I know, I know, we aren't supposed to sell it for human consumption but many people do.

I am posting a link to a craigslist ad, they want $18 per gallon!!!!!!

I already sent an e-mail saying the "going rate" is $6 a gallon in our area. WOW!

http://ithaca.craigslist.org/grd/1887875568.html


----------



## Alice In TX/MO

It totally depends on supply and demand in your area.

Here in Southern Missouri, I'm getting $5 a gallon. It's legal to sell from the farm here.

In Texas, near the Houston metropolitan area, you can get that higher figure you quote. Selling raw goat milk from the farm in Texas is only legal for "pet use" or "craft use" unless you have special license.

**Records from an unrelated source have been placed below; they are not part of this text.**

PR #1734, opened 2023-01-11
update xmake.lua

freestriker:
To solve the problem #1733  that vulkan-headers conflicts with the local vulkansdk, add new logic in xmake.lua to first search the local vulkansdk and use the local vulkansdk‘s header files.

### DIFF
--- a/packages/v/vulkan-headers/xmake.lua
+++ b/packages/v/vulkan-headers/xmake.lua
@@ -24,6 +24,17 @@ package("vulkan-headers")
         import("package.tools.cmake").install(package)
     end)
 
+    on_fetch(function (package, opt)
+        if opt.system then
+            import("detect.sdks.find_vulkansdk")
+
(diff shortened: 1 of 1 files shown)


packages/v/vulkan-headers/xmake.lua
```diff
@@ -24,6 +24,17 @@ package("vulkan-headers")
         import("package.tools.cmake").install(package)
     end)
 
+    on_fetch(function (package, opt)
+        if opt.system then
+            import("detect.sdks.find_vulkansdk")
+
+            local vulkansdk = find_vulkansdk()
+            if vulkansdk then
+                return {includedirs = vulkansdk.includedirs, linkdirs = vulkansdk.linkdirs, links = {}}
```
waruqi, line 33: 这个包只是获取头文件，不要加 linkdirs /links 。。要用 links ，直接走 vulkansdk 包。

When I'm in Texas, I have a goat milk soap maker who pays me $8 a gallon. She'd have to pay $12 to the other source in the area.


----------



## goatkid

That does seem like alot of money for goat milk off the farm. The ultrapasteurized stuff they sell at the health food store is about that much, but everything at that store is too expensive except bulk herbs, rice and beans. Raw goat milk in my area goes for $6 - $8 a gallon. Those folks are taking a real risk advertising raw goat milk on Craigslist.


----------



## madness

I saw someone on craigslist recently selling raw milk for human consumption without a license in Texas. Apparently there isn't much enforcement...anyway, her price was $20 a gallon!!! 

The Meyenberg stuff at the grocery is $16 last time I looked.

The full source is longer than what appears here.